« To know another language is to have a second soul ». -Charlemagne, King of the Franks (742-814)
It also makes one slightly schizophrenic as well as a wee bit lazy!
When I switch in between I take on not only a slightly different voice (I have been told that when I speak French my voice goes down: this totally makes sense as 95% of the time when someone I don’t know calls on the telephone they take me for a man, a fact that I often use to my advantage) but also a somewhat changed persona. In French I tend to use more hand and body gestures, in German I am more even and goodness only knows what’s going to happen if I ever learn enough Italian to make it a viable language in my daily life.
If I mostly write, read and think in English during the day, I speak and dream more often in French: the German comes in handy for letting out the anger, swearing when I hit something or simply want to let of steam and not have the whole entourage know automatically what I am saying: so although not quite sure about the second or third soul I am definitely mixed up.

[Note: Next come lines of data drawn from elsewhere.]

PR #5645, opened 2023-09-30
Lua Child Enums for Sexp types

MjnMixael:
This creates a new sexp type "child enum" that requires a Lua Enum to be the parent. This allows for creating truly arbitrary groups of data within sexp parameters. For example, a data-saving sexp could have as it's first parameter a list of categories of data to save. The child enum would then display valid values based on the parent list.


qtfred/src/ui/widgets/sexp_tree.cpp
```diff
@@ -5177,6 +5182,43 @@ sexp_list_item* sexp_tree::get_listing_opf_asteroid_debris()
...
 
+sexp_list_item* sexp_tree::get_listing_opf_lua_enum(int parent_node, int arg_index)
+{
+	int this_index = get_dynamic_parameter_index(tree_nodes[parent_node].text, arg_index);
+
+	// first child node
+	int child = tree_nodes[parent_node].child;
+	if (child < 0)
+		return nullptr;
+
```
JohnAFernandez, line 5193: Just a note on code like this. If we were in a gameplay function, it would be best to move the `get_dynamic_parameter_index` function call below the early return check.  Here it basically doesn't matter, unless FRED or qtFRED end up being wildly different than initially designed in the future.

If you were to move it, it would make the could a bit clearer (assignment closer to variable use is generally better for readability), but I am far from requiring that change.

qtfred/src/ui/widgets/sexp_tree.cpp
```diff
@@ -5177,6 +5182,43 @@ sexp_list_item* sexp_tree::get_listing_opf_asteroid_debris()
...
+			"Expected to find an enum parent parameter for node %i in operator %s but found nothing!",
+			arg_index,
+			tree_nodes[parent_node].text);
+	}
+
+	sexp_list_item head;
+
+	int item = get_dynamic_enum_position(tree_nodes[child].text);
+
+	if (item > 0 && item < (int)Dynamic_enums.size()) {
```
JohnAFernandez, line 5209: Quick cast change.

qtfred/src/ui/widgets/sexp_tree.cpp
```diff
@@ -5177,6 +5182,43 @@ sexp_list_item* sexp_tree::get_listing_opf_asteroid_debris()
...
+
+	if (this_index >= 0) {
+		for (int count = 0; count < this_index; count++) {
+			child = tree_nodes[child].next;
+		}
+	} else {
+		error_display(1,
+			"Expected to find an enum parent parameter for node %i in operator %s but found nothing!",
+			arg_index,
+			tree_nodes[parent_node].text);
```
JohnAFernandez, line 5202: Just double checking that this doesn't need an early return?

MjnMixael: Honestly, it's been so long since I wrote this code that it's hard to remember for sure. But it does look like it. Added.

JohnAFernandez (approved):

PR #5646, opened 2023-09-30
tweak some model warning messages

Goober5000:
Per a thread in the TBP forum, elaborate on these model warnings a bit.

Two other small code tweaks as well.


JohnAFernandez (approved):
LGTM, it should be noted the two "code tweaks" are just whitespace changes for clarity.

PR #483, opened 2019-06-11
Kong ingress extension tests

amoskyler:


plugins/kubernetes/ingress_kong.go
```diff
@@ -85,17 +91,21 @@ func (x *Kubernetes) deleteKongIngress(e transistor.Event) error {
 		existingKongService, err := kongClient.Services().GetServiceByName(inputs.Service.ID)
 		if err != nil {
 			log.Error(err)
+			x.sendErrorResponse(e, "failed to delete service")
```
aballman: theoretically could send extra success message if an `err` was ever returned in conjunction with a nil `existingKongService` as it would send the error then the success message

plugins/kubernetes/ingress_kong.go
```diff
@@ -57,17 +59,20 @@ func (x *Kubernetes) deleteKongIngress(e transistor.Event) error {
...
 		log.Error(err)
 		log.Error(status)
+		x.sendErrorResponse(e, "failed to delete service")
 		return err
 	}
 
 	ingType, err := e.GetArtifact("type")
 	if err != nil {
 		return fmt.Errorf("Failed to retrieve service type")
+		x.sendErrorResponse(e, "failed to delete service")
```
aballman: this line will never be hit

plugins/kubernetes/ingress_helpers.go
```diff
@@ -58,7 +57,7 @@ func getTableViewFromDomains(domains []Domain) string {
 }
 
 // Service should be in the format servicename:port
-func parseService(e transistor.Event) (Service, error) {
+func ParseService(e transistor.Event) (Service, error) {
```
aballman: why did you export this?

plugins/kubernetes/ingress_kong.go
amoskyler: Good point.

plugins/kubernetes/ingress_helpers.go
amoskyler: In order to call `ParseService(e)` from the test. Purpose being to verify the service name in kong.

plugins/kubernetes/ingress_kong.go
amoskyler: fixed.

PR #488, opened 2019-06-27
Add envsDeployedIn resolver for project

drshrey:
This defines a resolver within Project that allows a client to query which environments a feature has successfully been deployed within.


plugins/codeamp/db/project.go
```diff
@@ -152,6 +152,60 @@ func (r *ProjectResolver) ContinuousDeploy() bool {
 	}
 }
 
+// IsDeployed
```
sasso: Nit: this should be DeployedIn

plugins/codeamp/db/project.go
```diff
@@ -152,6 +152,60 @@ func (r *ProjectResolver) ContinuousDeploy() bool {
...
+	var environments []*EnvironmentResolver
+	var feature model.Feature
+	var allReleases []model.Release
+
+	// get feature
+	if err := r.DB.Where("project_id = ? and hash = ?", r.Project.Model.ID.String(), args.GitHash).Find(&feature).Error; err != nil {
+		return []*EnvironmentResolver{}, err
+	}
+
+	// get descendant features to check if they've been deployed too since that implies this one has been deployed too
```
sasso: We are checking parent, not descendant right?

plugins/codeamp/db/project.go
```diff
@@ -152,6 +152,60 @@ func (r *ProjectResolver) ContinuousDeploy() bool {
...
+		// get releases where head_feature_id matches this feature
+		if err := r.DB.Where("head_feature_id = ? and state = ?", tmpFeature.Model.ID.String(), transistor.GetState("complete")).Find(&releases).Error; err != nil {
+			return []*EnvironmentResolver{}, err
+		}
+
+		allReleases = append(releases)
+	}
+
+	// get unique environment_ids associated in list of releases
+	uniqueEnvironmentIDs := map[string]bool{}
```
sasso: you could do unique in the query above and ditch this loop.

plugins/codeamp/db/project.go
drshrey: We're checking descendant because if a feature that was created after the target feature was deployed successfully, then that descendant feature deployment includes the code of the target feature as well, implying the target feature code is "deployed" in the descendant features' deployed environments. This is why we check for descendants on top of just the target feature.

Then there is the laziness that comes with being able to express oneself completely by relying on several languages: if what I want to say doesn’t come readily in English I can always throw in a French phrase and if the French word isn’t adequate (there is only one verb for like/love – one has to use qualifying words to define whether one is talking about liking someone, appreciating someone or romantic love) then one can use the English and if both fail switch to the German.
There is a richness to one’s life when one can understand another language: the news is presented differently; local life is more understandable; one can get several takes on the same event; one can interact culturally better; one has greater access to understanding on many levels, not just the language one. In short I cannot imagine my life today, were I stuck with just one language.
So it’s on to learning Italian – one of those things that has been in the back of my mind for the past twenty years as each time that I travel to Italy I can understand part of what is going on; can order food and drink (and pay the bills, for some reason numbers in any language don’t phase me), but can’t get into a discussion – very frustrating for someone as verbose as I.